Your answer must be an exact copy of the listing.

-.-.-

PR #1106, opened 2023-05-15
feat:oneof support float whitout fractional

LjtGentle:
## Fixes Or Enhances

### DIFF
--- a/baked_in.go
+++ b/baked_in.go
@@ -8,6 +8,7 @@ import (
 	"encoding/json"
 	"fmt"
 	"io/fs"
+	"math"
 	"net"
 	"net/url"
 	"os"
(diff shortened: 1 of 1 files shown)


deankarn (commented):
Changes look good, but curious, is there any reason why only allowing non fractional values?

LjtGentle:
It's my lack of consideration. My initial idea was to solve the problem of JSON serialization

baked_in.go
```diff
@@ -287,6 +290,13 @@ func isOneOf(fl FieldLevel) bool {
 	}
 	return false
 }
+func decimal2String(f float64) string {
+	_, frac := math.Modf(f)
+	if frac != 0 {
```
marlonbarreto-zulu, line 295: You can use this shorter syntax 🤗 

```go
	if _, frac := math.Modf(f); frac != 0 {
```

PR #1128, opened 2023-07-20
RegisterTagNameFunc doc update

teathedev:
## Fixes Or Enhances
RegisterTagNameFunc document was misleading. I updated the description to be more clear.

-.-.-

→ Answer to the exercise:
PR #1106, opened 2023-05-15
feat:oneof support float whitout fractional

LjtGentle:
## Fixes Or Enhances

### DIFF
--- a/baked_in.go
+++ b/baked_in.go
@@ -8,6 +8,7 @@ import (
 	"encoding/json"
 	"fmt"
 	"io/fs"
+	"math"
 	"net"
 	"net/url"
 	"os"
(diff shortened: 1 of 1 files shown)


deankarn (commented):
Changes look good, but curious, is there any reason why only allowing non fractional values?

LjtGentle:
It's my lack of consideration. My initial idea was to solve the problem of JSON serialization

baked_in.go
```diff
@@ -287,6 +290,13 @@ func isOneOf(fl FieldLevel) bool {
 	}
 	return false
 }
+func decimal2String(f float64) string {
+	_, frac := math.Modf(f)
+	if frac != 0 {
```
marlonbarreto-zulu, line 295: You can use this shorter syntax 🤗 

```go
	if _, frac := math.Modf(f); frac != 0 {
```

PR #1128, opened 2023-07-20
RegisterTagNameFunc doc update

teathedev:
## Fixes Or Enhances
RegisterTagNameFunc document was misleading. I updated the description to be more clear.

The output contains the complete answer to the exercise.